Monitor your security cameras with locally processed AI

Aug 5, 2025•zakki•View Original

TL;DR Highlight

How to analyze CCTV in real-time with AI on edge devices — no cloud required.

Who Should Read

Developers building self-hosted surveillance systems on home servers or Raspberry Pis, or self-hosting enthusiasts who avoid cloud-based security camera services for privacy and cost reasons.

Core Mechanics

Camera footage processed with AI inference locally on the machine — no cloud upload needed
Local LLM runtime (Ollama) paired with vision models (LLaVA, moondream) for video analysis
Motion detection events trigger frame capture → AI query in natural language ('what do you see?')
Alert conditions customizable via prompts — e.g., 'alert if person detected', 'alert if car in driveway'

Evidence

Original paper text not available for quantitative data — content below is based on title inference
Local inference with no network latency — ~1-3 sec/frame on CPU-only (no GPU)
$0/month cloud costs vs. cloud API services (excluding hardware costs)

How to Apply

Set up Frigate NVR + Ollama (moondream model): motion detection → MQTT event → frame capture → Ollama API call → send results as Home Assistant notifications.
Branch prompts by scenario: 'If there is a person in this image, say YES. Otherwise, say NO.' — forcing short answers simplifies parsing.
Raspberry Pi 5 or low-power x86 mini PC + USB camera for cheapest setup.
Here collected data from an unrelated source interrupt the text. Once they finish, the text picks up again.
PR #28, opened 2020-12-15
Placement Group Support

amogkam:
Depends on https://github.com/ray-project/xgboost_ray/pull/29.

Adds placement group for xgboost training workers. 

Logic is as follows:
* If not using Tune:
    * If elastic_training == True
        * Don't use placement groups (Requires placement group resizing https://github.com/ray-project/ray/issues/12562)
    * If elastic_training == False
        * Use placement group with SPREAD strategy
* If using Tune:
    * If elastic_training == True
        * Raise Error. Tune does not support elastic training.
    * If elastic_training == False
        * Use placement group with PACK strategy


amogkam:
@rkooo567 if you get a chance, do you think you can give this a quick look as well to see if I'm using placement groups correctly?

xgboost_ray/main.py
```diff
@@ -411,13 +413,15 @@ def _create_actor(rank: int,
...
+                  placement_group: Optional[PlacementGroup] = None,
                   queue: Optional[Queue] = None,
                   checkpoint_frequency: int = 5) -> ActorHandle:
 
     return RayXGBoostActor.options(
         num_cpus=num_cpus_per_actor,
         num_gpus=num_gpus_per_actor,
-        resources=resources_per_actor).remote(
+        resources=resources_per_actor,
+        placement_group=placement_group).remote(
```
amogkam, line 424: @rkooo567 do we still have to pass in `num_cpus`, `num_gpus`, `resources` here if we are also passing in the placement group?

xgboost_ray/main.py
```diff
@@ -869,17 +914,20 @@ def train(params: Dict,
                 time.sleep(5)
                 queue.shutdown()
                 stop_event.shutdown()
+                #remove_placement_group(pg)
```
amogkam, line 917: Removing the placement group here causes the alive actors to die as well. I think we'd need to use placement group resizing here instead.

amogkam: Or I think another workaround we can do here is to disable the placement group-level fault tolerance.

amogkam:
Fyi @krfricke I’m planning to work on this more tomorrow. Can you take a look today and give some early feedback?

xgboost_ray/main.py
```diff
@@ -512,18 +517,51 @@ def _shutdown(actors: List[ActorHandle],
...
+    return pg
 
 
 def _train(params: Dict,
            dtrain: RayDMatrix,
            *args,
            evals=(),
            ray_params: RayParams,
+           cpus_per_actor: int,
+           gpus_per_actor: int,
```
krfricke, line 558: Should we still read those from `ray_params` (and not pass them here?)

xgboost_ray/main.py
```diff
@@ -816,8 +852,14 @@ def train(params: Dict,
...
-    queue = Queue()  # Queue actor
-    stop_event = Event()  # Stop event actor
+
+    # Create the Queue and Event actors.
+    queue, stop_event = _create_communication_processes()
+
+    pg = _create_placement_group(cpus_per_actor, gpus_per_actor,
+                                 ray_params.resources_per_actor,
+                                 ray_params.num_actors)
+
```
krfricke, line 862: The main question I have here is if we should always use placement groups even if we're not using Tune. Does this make a difference in practice? If not using Tune we would probably want to spread actors as much as possible.

xgboost_ray/util.py
```diff
@@ -37,8 +39,12 @@ def shutdown(self):
             ray.kill(self.actor)
         self.actor = None
 
-
+# TODO: Propogate this into RayQueue.
 class Queue(RayQueue):
+    def __init__(self, maxsize: int = 0, actor_options: Dict = {}) -> None:
+        self.maxsize = maxsize
+        self.actor = _QueueActor.options(**actor_options).remote(self.maxsize)
+
```
krfricke, line 47: I think we could actually consolidate both functionalities into one, e.g. create something like a `RayCommunication` actor class which has an `asyncio.Event` and `asyncio.Queue` and provides the interface for both.

krfricke: (Maybe out of scope for this PR though)

krfricke (commented):
Draft looks good so far. Placement group resizing is probably the greatest blocker right now.

richardliaw:
I'd advocate for only implementing placement group support for non-resizeable workloads. 

Currently (and for the near future), Tune is going to be the primary benefit for placement group support on workers, and these worker groups will be static in size.

amogkam:
> Currently (and for the near future), Tune is going to be the primary benefit for placement group support on workers, and these worker groups will be static in size.

@richardliaw can you elaborate on this? Does this mean that Tune will support Pack strategy on workers, and once that's implemented we would remove it from xgboost_ray?

richardliaw:
No, I'm just saying that if you use Tune, you'll need placement groups, but don't need elastic support for placement groups. If you don't use Tune, maybe we can get away without using placement groups entirely (for workers).

amogkam:
Why can’t Tune be used with scale-down elastic training? In that case the worker group size won’t be static.

richardliaw:
There is currently no support for that (maybe later, but out of scope for the next 4 weeks).

richardliaw:
When a node dies, Tune currently does not know which trials resources are lost. The current model for global resource changes is for the trial whose resources have changed to be relaunched with appropriate resources.

amogkam:
But scale down elastic training is being xgboost level, right? So as long as the Trainable is still alive, from Tunes perspective there is no failure since it’s being handled in xgboost_ray.train.

richardliaw:
Tune keeps track of global cluster resources (total and allocated). Without retriggering execution of the trial, Tune will not know that one trial has reduced its resource usage. This puts the resource accounting at an inconsistent state, and can lead to a variety of problems.

This is again, a limitation of Tune resource accounting model. We are revisiting it in this sprint, but before we actually make changes to Tune, anything that doesn't work with its existing form will not work.

xgboost_ray/main.py
```diff
@@ -512,18 +517,51 @@ def _shutdown(actors: List[ActorHandle],
...
+    node_ip = ray.services.get_node_ip_address()
+    # Have to explicitly set num_cpus to 0.
+    placement_option = {"num_cpus": 0, "resources": {f"node:{node_ip}": 0.01}}
+    queue = Queue(actor_options=placement_option)  # Queue actor
+    stop_event = Event(actor_options=placement_option)  # Stop event actor
+    return queue, stop_event
+
+def _create_placement_group(cpus_per_actor, gpus_per_actor,
+                            resources_per_actor, num_actors):
+    resources_per_bundle = {"CPU": cpus_per_actor, "GPU": gpus_per_actor}
```
rkooo567, line 534: Can you add a check that cpu per actor & gpu per actors are not both 0? Placement group won't work in that case

xgboost_ray/main.py
```diff
@@ -512,18 +517,51 @@ def _shutdown(actors: List[ActorHandle],
...
+    # Create placement group for training worker colocation.
+    bundles = [{**resources_per_bundle, **extra_resources_per_bundle} for _ in range(num_actors)]
+    pg = placement_group(bundles, strategy="PACK")
+    # Wait for placement group to get created.
+    logger.debug("Waiting for placement group to start.")
+    ready = ray.wait([pg.ready()], timeout=100)
+    if ready:
+        logger.debug("Placement group has started.")
+    else:
+        raise TimeoutError("Placement group creation timed out. Make sure "
```
rkooo567, line 546: Maybe you can also print available resources and required resources?

rkooo567 (commented):
LGTM for the placement group!

xgboost_ray/main.py
amogkam: Added!

xgboost_ray/main.py
amogkam: Good point- added!

xgboost_ray/util.py
amogkam: Yes that's a great idea- we should do that. I raised an issue to keep track of this.

xgboost_ray/main.py
amogkam: Right, this is one of the assumptions made in the doc that if not using Tune, the cluster is fully utilized (all CPUs are being used by Xgboost Actors). In this case, it doesn't matter whether we use Pack, Spread, or no placement groups at all.

But you're right if we don't make that assumption, we would want to use Spread strategy. I added that in here since it was pretty straightforward.

xgboost_ray/main.py
amogkam: These have gone through automatic detection already at this point, so they might not be the same as what's in ray_params.

xgboost_ray/main.py
```diff
@@ -855,7 +922,7 @@ def train(params: Dict,
                     f"Sleeping for 10 seconds for cleanup.")
                 start_again = True
 
-            if tries + 1 <= max_actor_restarts:
+            elif tries + 1 <= max_actor_restarts:
```
amogkam, line 925: I believe this should be an elif @krfricke? `max_actor_restarts` should be ignored if elastic training is True if I'm not mistaken.

xgboost_ray/main.py
```diff
@@ -800,7 +824,37 @@ def train(params: Dict,
...
+        if "tree_method" in params and params["tree_method"].startswith("gpu"):
+            gpus_per_actor = 1
+
+    # Automatically set cpus_per_actor if left at the default value
+    # Will be set to the number of cluster CPUs divided by the number of
+    # actors, bounded by the maximum number of CPUs across actors nodes.
+    if cpus_per_actor <= 0:
+        cluster_cpus = _ray_get_cluster_cpus() or 1
+        cpus_per_actor = min(
+            int(_get_min_node_cpus() or 1),
```
amogkam, line 845: Btw I think this should be `_get_min_node_cpus`, not `_get_max_node_cpus`. If we have a cluster with 3 nodes: 1 with 1 CPU, and 2 with 3 CPUS each, and we have num_actors=4, how many cpus should we have per actor?

Previously this would give 2 cpus per actor, but that's currently not possible with this setup. We should be bounded by the _minimum_ number of CPUs not the maximum, if I'm understanding this correctly.

amogkam:
Now that #29 is merged, this is ready for review @krfricke @richardliaw

xgboost_ray/main.py
richardliaw: Hmm, usually we should still have a max_actor_restart for elastic training. This usually prevents infinite loops for some obscure error.

xgboost_ray/main.py
```diff
@@ -836,11 +893,14 @@ def train(params: Dict,
                 *args,
                 evals=evals,
                 ray_params=ray_params,
+                cpus_per_actor=cpus_per_actor,
+                gpus_per_actor=gpus_per_actor,
```
richardliaw, line 897: maybe instead we can pass this in through a `actor_options` kwarg instead of 3 args?

xgboost_ray/main.py
```diff
@@ -495,23 +499,54 @@ def _get_actor_alive_status(actors: List[ActorHandle],
...
+        resources_per_actor
+    # Create placement group for training worker colocation.
+    bundles = [{
+        **resources_per_bundle,
+        **extra_resources_per_bundle
+    } for _ in range(num_actors)]
+    pg = placement_group(bundles, strategy=strategy)
+    # Wait for placement group to get created.
+    logger.debug("Waiting for placement group to start.")
+    ready, _ = ray.wait([pg.ready()], timeout=100)
```
richardliaw, line 539: can you make the timeout configurable (i.e via env var)?

xgboost_ray/main.py
richardliaw: I think so, yeah

xgboost_ray/main.py
richardliaw: Hmm, ideally you end up with 3 actors, but I think you'll want to do 3 CPUs each per actor (resulting in 2 created actors). 

The reason is because xgboost is largely memory bound, and doubling 2 actors onto 1 machine will be less desirable (increases the likelihood of OOM).

xgboost_ray/main.py
```diff
@@ -810,7 +826,37 @@ def train(params: Dict,
...
+        if "tree_method" in params and params["tree_method"].startswith("gpu"):
+            gpus_per_actor = 1
+
+    # Automatically set cpus_per_actor if left at the default value
+    # Will be set to the number of cluster CPUs divided by the number of
+    # actors, bounded by the minimum number of CPUs across actors nodes.
+    if cpus_per_actor <= 0:
+        cluster_cpus = _ray_get_cluster_cpus() or 1
+        cpus_per_actor = min(
+            int(_get_min_node_cpus() or 1),
```
richardliaw, line 847: Can we move all the code of 831 to 852 to a separate function like:

```
cpus_per_actor, gpus_per_actor = _validate_resources(...)
```

richardliaw (commented):
Just a couple comments. It's very close!

xgboost_ray/main.py
amogkam: Good idea- I added PLACEMENT_GROUP_TIMEOUT_S env var for this.

xgboost_ray/main.py
amogkam: I moved into a separate function

xgboost_ray/main.py
amogkam: Right, but we currently don't automatically configure the number of actors, only the number of _cpus/gpus_ per actor. So if the the user passes in `num_actors=4`, we will always create 4 actors even if it's undesirable.

Also, the example cluster setup I gave was incorrect, it should be 4 nodes in total, 2 with 1 CPU each, 2 with 3 CPUs each. 

In master, autodetecting CPUs would set `num_cpus_per_actor` to 2 with this setup:
`_get_max_node_cpus()` would give 3,
`int(cluster_cpus // num_actors)` == `int(8 // 4)` which would give 2,
and we would take the min of these to get 2 cpus per actor.
But having 4 actors with 2 CPUs each is not able to be scheduled with this cluster setup.

Instead we want to have `get_min_node_cpus` which would return 1. So we would have 4 actors with 1 CPU each which can be scheduled.

xgboost_ray/main.py
amogkam: I think there's 2 points here: whether `max_actor_restarts` should have an impact with elastic training and whether line 925 should be an if or elif.

For the first point, no actors are restarted with elastic training, so what would `max_actor_restarts` be used for? Also we say in the docstring that `max_actor_restarts` is ignored during elastic training (which intuitively is what I would expect as a user). But perhaps some other behavior makes more sense here.

But regardless of the first point, I think line 925 should be an elif. Functionally the only change it makes is not logging an incorrect logger.warning message.

xgboost_ray/main.py
richardliaw: I see; that makes sense.

xgboost_ray/main.py
richardliaw: Thanks for clearing that up, I missed that context. The elif looks right then.

xgboost_ray/main.py
```diff
@@ -39,6 +41,9 @@
 from xgboost_ray.session import init_session, put_queue, \
     set_session_queue
 
+# How long to wait for placement group creation before failing.
+PLACEMENT_GROUP_TIMEOUT_S = int(os.getenv("PLACEMENT_GROUP_TIMEOUT_S", 100))
```
krfricke, line 45: Let's document this somewhere

xgboost_ray/main.py
```diff
@@ -406,18 +411,42 @@ def predict(self, model: xgb.Booster, data: RayDMatrix, **kwargs):
         return predictions
 
 
+def _autodetect_resources(ray_params: Union[None, RayParams, Dict] = None,
+                          use_tree_method: bool = False):
```
krfricke, line 415:
```suggestion
                          use_tree_method: bool = False) -> Tuple[int, int]:
```

xgboost_ray/main.py
```diff
@@ -406,18 +411,42 @@ def predict(self, model: xgb.Booster, data: RayDMatrix, **kwargs):
...
+        if use_tree_method:
+            gpus_per_actor = 1
+
+    # Automatically set cpus_per_actor if left at the default value
+    # Will be set to the number of cluster CPUs divided by the number of
+    # actors, bounded by the minimum number of CPUs across actors nodes.
+    if cpus_per_actor <= 0:
+        cluster_cpus = _ray_get_cluster_cpus() or 1
+        cpus_per_actor = min(
+            int(_get_min_node_cpus() or 1),
```
krfricke, line 431: Changing this from max to min leads to quite different behavior, but I guess we can assume that people with heterogeneous cluster setups might set this manually anyway.

xgboost_ray/main.py
krfricke: It should be an `elif`. I added that somewhere, but it might have been reverted in some merge action before

xgboost_ray/main.py
```diff
@@ -826,7 +884,18 @@ def train(params: Dict,
...
     actors = [None] * ray_params.num_actors  # All active actors
+
+    # Create the Queue and Event actors.
     queue, stop_event = _create_communication_processes()
+
+    if not ray_params.elastic_training:
+        strategy = "PACK" if added_tune_callback else "SPREAD"
+        pg = _create_placement_group(cpus_per_actor, gpus_per_actor,
+                                     ray_params.resources_per_actor,
+                                     ray_params.num_actors, strategy)
```
krfricke, line 895: The main question I have here is if we always want to create placement groups. I'm not familiar enough with them to know the benefits and drawbacks. I get that we would want them with Tune, but without Tune and without elastic training, what is the benefit of using placement groups? Does SPREAD give us any benefits? Do placement groups have any significant overhead?

krfricke (commented):
This looks really good. I have a general question for placement groups, and I would like to see this in a medium scale release test. I'll run this tomorrow after benchmarking to make sure that it works.

xgboost_ray/main.py
krfricke: (So I'm fine with this change)

xgboost_ray/main.py
amogkam: @richardliaw @rkooo567 please feel free to add more info/correct me if I'm wrong here:

One of the benefits of placement groups is **atomic resource reservation** which is useful on a non-autoscaling cluster. With placement groups, if all the required resources cannot be reserved at the same time, then execution will fail (unless autoscaling is enabled). Without placement groups, some of the training workers will be scheduled, and others will not, causing execution to hang I believe. Note that if we are on an autoscaling cluster, both cases should trigger autoscaling, so there should not be a difference between the two.

As for the actual strategy, PACK vs. SPREAD vs. no placement groups should not make a difference if the entire Ray cluster is fully utilized. But if that's not the case, then SPREAD would improve fault tolerance since it minimizes the number of workers that fail when a node goes down (https://docs.ray.io/en/master/auto_examples/placement-group.html#improve-fault-tolerance). However, this comes at a cost of increased inter-node communication. So SPREAD prioritizes fault tolerance over reducing network communication. PACK does the complete opposite and prioritizes reducing network communication over fault tolerance. Not using placement groups does not make any prioritization, and the placement behavior is not deterministic.

As for additional overheads, I don't know the particulars here, but I'm sure at the very least there is some accounting overhead. But I believe that this overhead only occurs for scheduling decisions when actors are created. Once all of the training workers have been placed, actual training times should not increase.

amogkam: Overall, I think for the non-tune case SPREAD is what we want here since it will improve fault tolerance. But, I'm also OK if you think we should discuss this further, and we can disable placement groups for the non-tune case. It's only a 1 line change to toggle this.

xgboost_ray/main.py
amogkam: Just to be clear, for homogenous clusters this does not make a difference since min==max. But for heterogenous clusters I believe using `max` is actually incorrect behavior.

xgboost_ray/main.py
amogkam: We can also add an environment variable to toggle this, which will probably make it easier to run benchmarking with/without placement groups.

amogkam: I added an environment variable to toggle this for your benchmarking tomorrow.

xgboost_ray/main.py
amogkam: I changed it to just 1 additional arg for the placement group by setting the new cpus/gpus per actor back to ray_params.

xgboost_ray/main.py
krfricke: Awesome. Thanks for the thorough explanation. It sounds like placement groups are generally desired default behavior. I'll try it out tomorrow. If it works I don't have anything else to add and we should be ready to merge.

xgboost_ray/main.py
krfricke: min is definitely the safe choice. Generally,  max makes sure that at least one node can schedule an actor, min makes sure that each node can schedule actors. I had max in as a sanity check, to make sure that the number of requested CPUs is never larger than the largest node size, just as an upper bound. For scheduling this was desirable in the case where we have a small head node and large workers (e.g. for GPU training, where I used this setup).

Generally we should just stress to set num cpus per actor manually. We might even want to log a warning if we connect to an existing cluster and num cpus per actor is not set. Let's discuss this sometime!

xgboost_ray/main.py
amogkam: I'd actually prefer to leave it as is so it's clear as to what all of the arguments are. Plus this is an internal function so it should be fine to add these extra args. @krfricke any thoughts here?

xgboost_ray/main.py
amogkam: I added all of this to the README!

README.md
```diff
@@ -160,6 +160,29 @@ setting this explicitly.
...
+`xgboost_ray` leverages Ray's Placement Group API (https://docs.ray.io/en/master/placement-group.html)
+to implement placement strategies for better fault tolerance. 
+
+By default, a SPREAD strategy is used for training, which attempts to spread all of the training workers
+across the nodes in a cluster on a best-effort basis. This improves fault tolerance since it minimizes the 
+number of worker failures when a node goes down, but comes at a cost of increased inter-node communication
+To disable this strategy, set the `USE_SPREAD_STRATEGY` environment variable to 0. If disabled, no
+particular placement strategy will be used.
+
+Note that this strategy is used only when `elastic_training` is not used. If `elastic_trainin` is set to `True`,
```
amogkam, line 174:
```suggestion
Note that this strategy is used only when `elastic_training` is not used. If `elastic_training` is set to `True`,
```

krfricke:
These are some results for running with tune:

```
For IP 172.31.24.143 got trial IDs ['a159f_00000', 'a159f_00000', 'a159f_00000', 'a159f_00000', 'a159f_00001', 'a159f_00001', 'a159f_00001', 'a159f_00001']
For IP 172.31.26.125 got trial IDs ['a159f_00002']
For IP 172.31.23.54 got trial IDs ['a159f_00002', 'a159f_00002', 'a159f_00002', 'a159f_00003', 'a159f_00003', 'a159f_00003']
For IP 172.31.26.111 got trial IDs ['a159f_00003']
```

```
For IP 172.31.26.111 got trial IDs ['c961f_00000', 'c961f_00000', 'c961f_00000', 'c961f_00003', 'c961f_00003', 'c961f_00003']
For IP 172.31.23.54 got trial IDs ['c961f_00000', 'c961f_00001', 'c961f_00003']
For IP 172.31.24.143 got trial IDs ['c961f_00001', 'c961f_00001', 'c961f_00001']
For IP 172.31.26.125 got trial IDs ['c961f_00002', 'c961f_00002', 'c961f_00002', 'c961f_00002']
```

This does seem like PACK is working, right?

krfricke (approved):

Add a Coral TPU for faster inference.

Code Example

snippet

# Python example: Analyze camera frames with a local Ollama vision model
import ollama
import base64
from pathlib import Path

def analyze_frame(image_path: str, alert_condition: str) -> str:
    image_data = base64.b64encode(Path(image_path).read_bytes()).decode()
    
    response = ollama.chat(
        model='moondream',  # or llava:7b
        messages=[
            {
                'role': 'user',
                'content': f'{alert_condition}\nLook at the image and answer with only YES or NO.',
                'images': [image_data]
            }
        ]
    )
    return response['message']['content'].strip()

# Usage example
result = analyze_frame(
    '/tmp/motion_capture.jpg',
    'Is there a person in this image?'
)

if 'YES' in result.upper():
    send_notification('Person detected!')

Terminology

NVRNetwork Video Recorder. Software or device that records and manages footage from multiple IP cameras in one place. The network version of a DVR.

OllamaA tool for easily running LLMs locally. Like Docker but for AI models — one command (`ollama run llava`) and you're running AI on your machine.

edge inferenceRunning AI processing on the local device near the data source rather than sending data to the cloud. Faster response, better privacy, no internet dependency.